• The data
PR #86, opened 2020-04-23
Use fixedbitset instead of hashset

aarthykc:
## Context
Through profiling we realised that we spend a lot of time hashing - it could be from using hashsets for bmasks or from using them in the priority queues used to manage stackable. This PR switches hashsets for fixedbitset in attempts to improve performance. Since, it is not deserializ-able via the auto derive, we've chosen instead to deserialise it to a vec<u32> and then create the fixedbitmask. 

cc @apendleton @CyanRook

### DIFF
--- a/native/src/lib.rs
+++ b/native/src/lib.rs
@@ -7,9 +7,9 @@ use neon::prelude::*;
 use neon::{class_definition, declare_types, impl_managed, register_module};
 use neon_serde::errors::Result as LibResult;
 use serde::Deserialize;
-use std::collections::HashSet;
 use owning_ref::OwningHandle;
 use failure::Error;
+use fixedbitset::FixedBitSet;
 
 use std::sync::Arc;
 
@@ -495,7 +495,8 @@ where
 
         let idx = js_phrasematch.get(cx, "idx")?;
 
-        let non_overlapping_indexes = js_phrasematch.get(cx, "non_overlapping_indexes")?;
+        let js_non_overlapping_indexes = js_phrasematch.get(cx, "non_overlapping_indexes")?;
+        let non_overlapping_indexes: Vec<u32> = neon_serde::from_value(cx, js_non_overlapping_indexes)?;
 
         let subq = PhrasematchSubquery {
             store: gridstore,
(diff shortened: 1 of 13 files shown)


native/src/lib.rs
```diff
@@ -506,13 +507,25 @@ where
...
+    for bit in bitset {
+        if bit == 1 {
+            fbs.insert(1);
+        } else {
+            fbs.insert(0);
+        }
+    }
+    return fbs;
+}
+
```
apendleton, line 528: Yeah, per chat, this would need to preserve the actual values, not just create a bitset with a 0 and a 1 in it, but as per above, I think you can just do the conversion inline anyhow rather than having a special function.

rust-src/src/gridstore/common.rs
```diff
@@ -414,7 +414,8 @@ pub struct MatchKeyWithId {
 pub struct PhrasematchSubquery<T: Borrow<GridStore> + Clone> {
     pub store: T,
     pub idx: u16,
-    pub non_overlapping_indexes: HashSet<u16>, // the field formerly known as bmask
+    #[serde(skip_serializing)]
```
apendleton, line 417: It sounded before like you had figured out the Serialize part (using `serialize_with` and `collect_seq`). Even if we can't do deserializing automatically because of the visitor nonsense, it would be good to do the serializing part, as if we ever want to produce bench data in the future, we'll need to be able to print out the contents of this field.

test_utils/src/lib.rs
```diff
@@ -30,7 +31,7 @@ pub fn round(value: f64, digits: i32) -> f64 {
 pub fn langarray_to_langfield(array: &[u32]) -> u128 {
     let mut out = 0u128;
     for lang in array {
-        out = out | (1 << *lang as usize);
+        out = out | (1 << *lang) as u128;
```
apendleton, line 34: Why did this change?

test_utils/src/lib.rs
```diff
@@ -11,6 +11,7 @@ use rusoto_core::Region;
 use rusoto_s3::{GetObjectRequest, S3Client, S3};
 use serde::{Deserialize, Serialize};
 
+use fixedbitset::FixedBitSet;
```
apendleton, line 14: super nitpick, but the imports are currently grouped with the internal stuff together, the third-party stuff together, and the standard library stuff together, so let's bump this up a line?

test_utils/src/lib.rs
```diff
@@ -249,13 +250,18 @@ pub fn prepare_phrasematches(
                                 .unwrap();
                                 Arc::new(gs)
                             });
+                        let mut fbs: FixedBitSet = FixedBitSet::with_capacity(128);
+
+                        for x in placeholder.non_overlapping_indexes.clone() {
+                            fbs.insert(x as usize);
+                        }
```
apendleton, line 257: as before, I think you could probably achieve this by collecting, rather than with the explicit loop here, but either way

native/src/lib.rs
```diff
@@ -506,13 +507,25 @@ where
             }],
             mask: neon_serde::from_value(cx, mask)?,
             idx: neon_serde::from_value(cx, idx)?,
-            non_overlapping_indexes: neon_serde::from_value(cx, non_overlapping_indexes)?,
+            non_overlapping_indexes: vector_to_fixedbitset(non_overlapping_indexes),
```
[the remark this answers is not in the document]
apendleton: I'm now realizing that maybe it's this way to be able to do the with_capacity thing?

• What this task involves
Transcribe the listing so that each line matches exactly.

• Task result
PR #86, opened 2020-04-23
Use fixedbitset instead of hashset

aarthykc:
## Context
Through profiling we realised that we spend a lot of time hashing - it could be from using hashsets for bmasks or from using them in the priority queues used to manage stackable. This PR switches hashsets for fixedbitset in attempts to improve performance. Since, it is not deserializ-able via the auto derive, we've chosen instead to deserialise it to a vec<u32> and then create the fixedbitmask. 

cc @apendleton @CyanRook

### DIFF
--- a/native/src/lib.rs
+++ b/native/src/lib.rs
@@ -7,9 +7,9 @@ use neon::prelude::*;
 use neon::{class_definition, declare_types, impl_managed, register_module};
 use neon_serde::errors::Result as LibResult;
 use serde::Deserialize;
-use std::collections::HashSet;
 use owning_ref::OwningHandle;
 use failure::Error;
+use fixedbitset::FixedBitSet;
 
 use std::sync::Arc;
 
@@ -495,7 +495,8 @@ where
 
         let idx = js_phrasematch.get(cx, "idx")?;
 
-        let non_overlapping_indexes = js_phrasematch.get(cx, "non_overlapping_indexes")?;
+        let js_non_overlapping_indexes = js_phrasematch.get(cx, "non_overlapping_indexes")?;
+        let non_overlapping_indexes: Vec<u32> = neon_serde::from_value(cx, js_non_overlapping_indexes)?;
 
         let subq = PhrasematchSubquery {
             store: gridstore,
(diff shortened: 1 of 13 files shown)


native/src/lib.rs
```diff
@@ -506,13 +507,25 @@ where
...
+    for bit in bitset {
+        if bit == 1 {
+            fbs.insert(1);
+        } else {
+            fbs.insert(0);
+        }
+    }
+    return fbs;
+}
+
```
apendleton, line 528: Yeah, per chat, this would need to preserve the actual values, not just create a bitset with a 0 and a 1 in it, but as per above, I think you can just do the conversion inline anyhow rather than having a special function.

rust-src/src/gridstore/common.rs
```diff
@@ -414,7 +414,8 @@ pub struct MatchKeyWithId {
 pub struct PhrasematchSubquery<T: Borrow<GridStore> + Clone> {
     pub store: T,
     pub idx: u16,
-    pub non_overlapping_indexes: HashSet<u16>, // the field formerly known as bmask
+    #[serde(skip_serializing)]
```
apendleton, line 417: It sounded before like you had figured out the Serialize part (using `serialize_with` and `collect_seq`). Even if we can't do deserializing automatically because of the visitor nonsense, it would be good to do the serializing part, as if we ever want to produce bench data in the future, we'll need to be able to print out the contents of this field.

test_utils/src/lib.rs
```diff
@@ -30,7 +31,7 @@ pub fn round(value: f64, digits: i32) -> f64 {
 pub fn langarray_to_langfield(array: &[u32]) -> u128 {
     let mut out = 0u128;
     for lang in array {
-        out = out | (1 << *lang as usize);
+        out = out | (1 << *lang) as u128;
```
apendleton, line 34: Why did this change?

test_utils/src/lib.rs
```diff
@@ -11,6 +11,7 @@ use rusoto_core::Region;
 use rusoto_s3::{GetObjectRequest, S3Client, S3};
 use serde::{Deserialize, Serialize};
 
+use fixedbitset::FixedBitSet;
```
apendleton, line 14: super nitpick, but the imports are currently grouped with the internal stuff together, the third-party stuff together, and the standard library stuff together, so let's bump this up a line?

test_utils/src/lib.rs
```diff
@@ -249,13 +250,18 @@ pub fn prepare_phrasematches(
                                 .unwrap();
                                 Arc::new(gs)
                             });
+                        let mut fbs: FixedBitSet = FixedBitSet::with_capacity(128);
+
+                        for x in placeholder.non_overlapping_indexes.clone() {
+                            fbs.insert(x as usize);
+                        }
```
apendleton, line 257: as before, I think you could probably achieve this by collecting, rather than with the explicit loop here, but either way

native/src/lib.rs
```diff
@@ -506,13 +507,25 @@ where
             }],
             mask: neon_serde::from_value(cx, mask)?,
             idx: neon_serde::from_value(cx, idx)?,
-            non_overlapping_indexes: neon_serde::from_value(cx, non_overlapping_indexes)?,
+            non_overlapping_indexes: vector_to_fixedbitset(non_overlapping_indexes),
```
[the remark this answers is not in the document]
apendleton: I'm now realizing that maybe it's this way to be able to do the with_capacity thing?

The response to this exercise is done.